### How to complete this task
Your response must be made up of each line in the data below that contains the string "good".

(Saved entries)
------------------------------------
PR #2107, opened 2016-10-21
(PDB-2986) Update non-internationalized logging messages to use i18n

senior:
This PR adds a new logging utilities namespace that makes this conversion process easier. Then the next commit switches everything over to that new namespace.

Marking this as "Don't Merge Yet" as it should go in after our releases.

### DIFF
--- a/src/puppetlabs/puppetdb/admin.clj
+++ b/src/puppetlabs/puppetdb/admin.clj
@@ -47,7 +47,7 @@
       :else
       (http/json-response
        {:kind "conflict"
-        :msg (i18n/trs "Another cleanup is already in progress")
+        :msg (i18n/tru "Another cleanup is already in progress")
         :details nil}
        http/status-conflict))))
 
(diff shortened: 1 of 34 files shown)


src/puppetlabs/puppetdb/utils/logging.clj
```diff
@@ -0,0 +1,57 @@
+(ns puppetlabs.puppetdb.utils.logging
```
kbarber: Any discussions with people, where this might land if it was an okay pattern to repeat for other projects? I was actually considering this kind of thing for hafjell the other day (I swear) and was surprised we didn't already have logging wrappers like this :-).

kbarber:
@senior looks like you need a rebase also mate ^^

wkalt:
looks like this missed migrate.clj

wkalt:
@senior migrate.clj is the only gap I'm seeing. Other than that, looks good to me.

senior:
@wkalt fixed up migrate.clj

rbrw:

rbrw:
Looks good.  I'll merge it after the retest, if not before.

PR #2113, opened 2016-10-31
(PDB-3099) implicit facts->inventory relationship

wkalt:
We had the other half of this covered already.


senior:
:+1: will merge once the release goes out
------------------------------------
### The completed task
@senior migrate.clj is the only gap I'm seeing. Other than that, looks good to me.
Looks good.  I'll merge it after the retest, if not before.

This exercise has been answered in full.